▶ PROBLEM TO WORK ON:
The answer must consist of every line below containing "just".

▶ RECORDS SHOWN:
Issue #2073, opened 2026-05-08
Implement spec-compliant selective query parameter redaction for `url.full` and `url.query`


NameHaibinZhang:
### Component

OBI (eBPF instrumentation)

## Background

Currently, we strip the entire query string from `url.full` by default to prevent leaking sensitive data (tokens, PII). When `url.query` is opted in, the full query string is preserved as-is. This provides a safe baseline but doesn't fully align with the [OTel HTTP semantic conventions](https://opentelemetry.io/docs/specs/semconv/http/http-spans/).

## What the spec says

Per the semantic conventions:

> Sensitive content provided in `url.full` SHOULD be scrubbed when instrumentations can identify it.

The spec defines a default list of sensitive query parameter keys whose **values** should be redacted:

- `AWSAccessKeyId`
- `Signature`
- `sig`
- `X-Goog-Signature`

Additionally:

- Matching of query parameter keys against the sensitive list SHOULD be case-sensitive
- When a query string value is redacted, the query string key SHOULD still be preserved (e.g. `sig=REDACTED`)
- Instrumentation MAY provide a way to override this list via declarative configuration
- Users may signal additional sensitive parameters

## Proposed Changes

1. **`url.full`**: Instead of stripping the entire query string, selectively redact values of known sensitive keys while preserving the rest of the query string
2. **`url.query`**: When opted in, populate it as a separate attribute with the same redaction rules applied
3. **Configuration**: Provide a way for users to extend the default sensitive key list with additional keys

## Example

Input URL: `https://api.example.com/path?q=OpenTelemetry&sig=abc123&page=1`

| Scenario | Output |
|----------|--------|
| Current (no opt-in) | `https://api.example.com/path` |
| Expected (no opt-in) | `https://api.example.com/path?q=OpenTelemetry&sig=REDACTED&page=1` |
| Expected (opt-in `url.query`) | `url.full`: `https://api.example.com/path?q=OpenTelemetry&sig=REDACTED&page=1`<br>`url.query`: `q=OpenTelemetry

### Describe the solution you'd like

#2069

PR #2415, opened 2026-06-17
Emit `url.query` with automatic redaction for non-Go HTTP spans

pinoOgni:
## Summary

partially addresses #2073 

This PR emits `url.query` in all http spans by default, aligning with otel semconv:
- generic tracer (non-Go): `url.query` populated from the raw request-target
- sensitive query parameters values (from https://opentelemetry.io/docs/specs/semconv/http/http-spans/) are replaced with `REDACTED`.  A user can extend the list using `attributes.extra_redact_query_params`.
- `url.full` on http client spans now includes the query string with the sensitive values redacted.

Moreover, for fastcgi spans, now the full URL is visible in `url.path` and `url.query`

**Breaking changes**: `url.query` is now on by default and that `url.full` now carries query parameters. We should document it in the release notes or somewhere else. 

## Validation

### DIFF
--- a/pkg/export/attributes/attr_selector.go
+++ b/pkg/export/attributes/attr_selector.go
@@ -81,10 +81,23 @@ func parseExtraAttrGroup(group string) (AttrGroups, error) {
 	}
 }
 
+// DefaultRedactQueryParams is the built-in set of query-parameter keys whose
+// values are replaced with REDACTED when url.query or url.full is emitted.
+// Users can override this list via the redact_query_params config field;
+// set to an empty slice to disable all redaction.
+var DefaultRedactQueryParams = []string{
+	"sig", "Signature", "AWSAccessKeyId", "token", "key", "password",
+	"secret", "api_key", "apikey", "access_token", "auth",
+}
+
 // SelectorConfig defines settings for filtering attributes and adding additional attributes
 type SelectorConfig struct {
 	SelectionCfg            Selection
 	ExtraGroupAttributesCfg map[string][]attr.Name
+	// RedactQueryParams lists query-parameter keys whose values are replaced
+	// with REDACTED in url.full and url.query. Nil means use DefaultRedactQueryParams.
+	// Set to []string{} to disable all redaction.
+	RedactQueryParams []string
 }
 
 // AttrSelector returns, for each metric, the attributes that have to be reported
--- a/pkg/export/attributes/attr_selector.go
+++ b/pkg/export/attributes/attr_selector.go
@@ -81,29 +81,54 @@ func parseExtraAttrGroup(group string) (AttrGroups, error) {
 	}
 }
 
-// DefaultRedactQueryParams is the built-in set of query-parameter keys whose
-// values are replaced with REDACTED when url.query or url.full is emitted.
-// All five entries are mandated by the OTel HTTP semconv (matching is case-sensitive):
-// https://opentelemetry.io/docs/specs/semconv/http/http-spans/
-// This list is always applied. Users can extend it via the
-// extra_redact_query_params config field (OTEL_EBPF_EXTRA_REDACT_QUERY_PARAMS);
-// the built-in set cannot be disabled or overridden.
-var DefaultRedactQueryParams = []string{
-	// OTel semconv mandated — do not remove.
-	"X-Amz-Signature",
-	"X-Amz-Credential",
-	"X-Amz-Security-Token",
-	"X-Goog-Signature",
-	"sig", // Microsoft Azure SAS token
+// DefaultSensitiveQueryParams is the built-in list of query-parameter keys whose values
+// are redacted by default. Users can extend or narrow it via SensitiveQueryParamsConfig.
+var DefaultSensitiveQueryParams = []string{
+	// OTel semconv-recommended — https://opentelemetry.io/docs/specs/semconv/http/http-spans/
+	"X-Amz-Signature", "X-Amz-Credential", "X-Amz-Security-Token",
+	"X-Goog-Signature", "sig",
+	// Common sensitive parameters
+	"token", "access_token", "refresh_token", "id_token", "jwt",
+	"session", "sid", "signature",
+	"api_key", "apikey", "client_secret", "secret",
+	"password", "pass", "pwd",
+	"reset_token", "invite_token", "verify_token",
+	"otp", "totp", "mfa_code", "verification_code",
+	"SAMLResponse", "assertion",
+	"card", "cc", "pan", "cvv",
+	"ssn", "tax_id",
+}
+
+// SensitiveQueryParamsConfig controls which query-parameter keys are redacted.
+// The effective list is DefaultSensitiveQueryParams + Add - Remove.
+// When both Add and Remove are empty, DefaultSensitiveQueryParams is used unchanged.
+type SensitiveQueryParamsConfig struct {
+	Add    []string `yaml:"add" env:"OTEL_EBPF_SENSITIVE_QUERY_PARAMS_ADD" envSeparator:","`
+	Remove []string `yaml:"remove" env:"OTEL_EBPF_SENSITIVE_QUERY_PARAMS_REMOVE" envSeparator:","`
+}
+
+func (c SensitiveQueryParamsConfig) Effective() []string {
+	if len(c.Add) == 0 && len(c.Remove) == 0 {
+		return DefaultSensitiveQueryParams
+	}
+	removeSet := make(map[string]struct{}, len(c.Remove))
+	for _, k := range c.Remove {
+		removeSet[k] = struct{}{}
+	}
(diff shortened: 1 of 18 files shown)


pkg/export/attributes/attr_selector.go
```diff
@@ -81,10 +81,29 @@ func parseExtraAttrGroup(group string) (AttrGroups, error) {
...
 }
 
+// DefaultRedactQueryParams is the built-in set of query-parameter keys whose
+// values are replaced with REDACTED when url.query or url.full is emitted.
+// All five entries are mandated by the OTel HTTP semconv (matching is case-sensitive):
+// https://opentelemetry.io/docs/specs/semconv/http/http-spans/
+// This list is always applied. Users can extend it via the
+// extra_redact_query_params config field (OTEL_EBPF_EXTRA_REDACT_QUERY_PARAMS);
+// the built-in set cannot be disabled or overridden.
+var DefaultRedactQueryParams = []string{
```
grcevski: I asked Codex about this and it came up with a list of others that seem reasonable to be added:

Common URL/query parameters worth treating as sensitive or redactable:
- Auth/session: token, access_token, refresh_token, id_token, jwt, session, sid, auth, authorization
OAuth/SAML: code, client_secret, assertion, SAMLResponse, state when app-specific
- API keys/signatures: api_key, apikey, key, secret, signature, sig, X-Amz-Signature, X-Amz-Credential, X-Amz-Security-Token
- Passwords/reset flows: password, pass, pwd, reset_token, invite_token, verify_token
- MFA: otp, totp, mfa_code, verification_code
- PII: email, phone, address, name, dob, ssn, tax_id
- Payment: card, cc, pan, cvv, iban, account_number, routing_number

Usually redacted by broad pattern around token|secret|key|password|session|signature|credential|code|ssn|card|email|phone|account.

grcevski (approved):
This looks good to me, I'd just expand the initial set of values we scrub, better to be safer and have customer relax their rules if they want to.

pkg/export/otel/tracesgen/tracesgen.go
```diff
@@ -549,13 +560,18 @@ func TraceAttributesSelector(span *request.Span, optionalAttrs map[attr.Name]str
...
-		// sensitive data (tokens, PII). Include them only when explicitly opted in.
-		var queryString string
-		if idx := strings.IndexByte(urlPath, '?'); idx > 0 {
-			queryString = urlPath[idx+1:]
+		// Strip or scrub query parameters from url.full to avoid leaking sensitive
+		// data (tokens, PII). When url.query is opted in, known sensitive keys are
+		// redacted (REDACTED) rather than the entire string being dropped.
+		var scrubbedQS string
+		if idx := strings.IndexByte(urlPath, '?'); idx >= 0 {
 			if _, ok := optionalAttrs[attr.HTTPUrlQuery]; !ok {
```
MrAlias: This still couples `url.full` query preservation to whether `url.query` is selected. If an operator excludes `url.query` to avoid emitting the separate high-cardinality attribute, client spans go back to dropping the query from `url.full` entirely, which undercuts the main redaction fix in this PR.

I think `url.full` should always keep the scrubbed query when it is available, and the selector should only decide whether to append the separate `url.query` attribute.

pkg/export/attributes/attr_selector.go
```diff
@@ -81,10 +81,29 @@ func parseExtraAttrGroup(group string) (AttrGroups, error) {
 	}
 }
 
+// DefaultRedactQueryParams is the built-in set of query-parameter keys whose
+// values are replaced with REDACTED when url.query or url.full is emitted.
+// All five entries are mandated by the OTel HTTP semconv (matching is case-sensitive):
+// https://opentelemetry.io/docs/specs/semconv/http/http-spans/
+// This list is always applied. Users can extend it via the
```
MrAlias: This configuration shape does not match the OTel semconv guidance for sensitive query parameter configuration. Semconv says instrumentation may provide declarative config, but if it does, it should use `sensitive_query_parameters` as a full override of the default list, not an additive list on top of non-disableable defaults.

If OBI intentionally wants additive-only behavior, can we avoid describing this as semconv-mandated and document it as an OBI policy choice? Otherwise, this should probably be modeled as an override so operators can also relax false positives.

MrAlias (changes requested):
Thanks for tightening the query-string handling here. I found one behavior issue around `url.full` and one semconv/configuration mismatch that I think we should address before merging.

pkg/export/otel/tracesgen/tracesgen.go
pinoOgni: Oh yes, agree!

pkg/export/attributes/attr_selector.go
pinoOgni: > This configuration shape does not match the OTel semconv guidance for sensitive query parameter 
configuration. Semconv says instrumentation may provide declarative config..

Thanks!

Yes, we need to change it because the current design (`DefaultRedactQueryParams` as a non-overridable floor) also conflicted with the goal of letting users relax false positives from a broader list, @grcevski suggestion.

We can rename the field to `sensitive_query_params` to match the semconv guidance, with full-override semantics and when set by the user it **completely** replaces the default. 

The default value will include the 5 semconv-recommended keys plus Nikola's broader list, so users get broad protection out of the box and can relax it if needed.

Note: a user who explicitly `sets sensitive_query_params: []` would emit raw X-Amz-Signature and so on. We can just document it.

Update: ok, I need to think about it more carefully. I'll write a list of ideas asap.

pinoOgni: So, these are some ideas:

1.  built-in list, additive only (`extra_redact_query_params`): the user can only extend the built-in list, never remove from it. Safe by default, no risk of accidentally disabling protection. This was the original approach and matches the `ExtraGroupAttributes` pattern already in OBI. The issue is that users can't remove false positives from the built-in list.
2.  single list, full-override semantics (`sensitive_query_params`): one flat list; when set by the user it replaces the built-in list entirely. Gives full control, but if a user sets one custom key accidentally wipes the entire default protection. Matches the `sensitive_query_parameters` guidance in OTel semconv.
3.  built-in list + add/remove:  mirrors the `InclusionLists` (include/exclude) pattern already used here for attribute selection. The built-in list (OTel semconv keys + common auth/credential params from Nikola) is always the baseline. Users can extend or fix false positives without rewriting the whole list:
```
attributes:
  sensitive_query_params:
    add: [my_internal_token]
    remove: [sig]
```
Implemented in this last [commit](https://github.com/open-telemetry/opentelemetry-ebpf-instrumentation/pull/2415/commits/06c6981c76cff36531f2e2514141867097c2453b)
4. flat list + mode flag (`sensitive_query_params` + `sensitive_query_params_mode: addition|override`): a flat list paired with an enum that controls whether the list extends or replaces the built-in set.

MrAlias (commented):
This looks mergeable to me if we narrow the PR text around "all HTTP spans" and track the Go net/http query-capture gap separately.

pkg/export/otel/tracesgen/tracesgen.go
```diff
@@ -500,6 +503,13 @@ func TraceAttributesSelector(span *request.Span, optionalAttrs map[attr.Name]str
 			attrs = append(attrs, semconv.GraphQLOperationName(span.GraphQL.OperationName))
 			attrs = append(attrs, request.GraphqlOperationType(span.GraphQL.OperationType))
 		}
+		if _, ok := optionalAttrs[attr.HTTPUrlQuery]; ok {
+			if idx := strings.IndexByte(span.FullPath, '?'); idx >= 0 {
```
MrAlias, line 535: This still leaves Go `net/http` spans out of the new `url.query` behavior because the Go tracer reads only `Request.URL.Path` and `HTTPRequestTraceToSpan` copies that value into `FullPath`. In a Go service handling `/search?sig=secret`, `FullPath` remains `/search`, so the selector has no query string to emit or scrub.

I’m okay tracking this as a follow-up if we narrow this PR’s claim from “all HTTP spans” to the HTTP paths that preserve a full request target today, and open an issue for Go `net/http` query capture. Otherwise, I think this should be fixed here before closing #2073 broadly.

pinoOgni: Oh, good catch! Yes, I prefer to merge this one and then open a follow-up issue to add to the Go net/http spans. 
Thanks Tyler!

MrAlias: Sounds good. @pinoOgni can you link the issue tracking the follow-up work in this tread once you have it created so we don't lose track?

MrAlias (approved):

pkg/export/otel/tracesgen/tracesgen.go
pinoOgni: Follow up issue for Go `net/http` here https://github.com/open-telemetry/opentelemetry-ebpf-instrumentation/issues/2475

▶ COMPLETED EXERCISE:
This looks good to me, I'd just expand the initial set of values we scrub, better to be safer and have customer relax their rules if they want to.
Note: a user who explicitly `sets sensitive_query_params: []` would emit raw X-Amz-Signature and so on. We can just document it.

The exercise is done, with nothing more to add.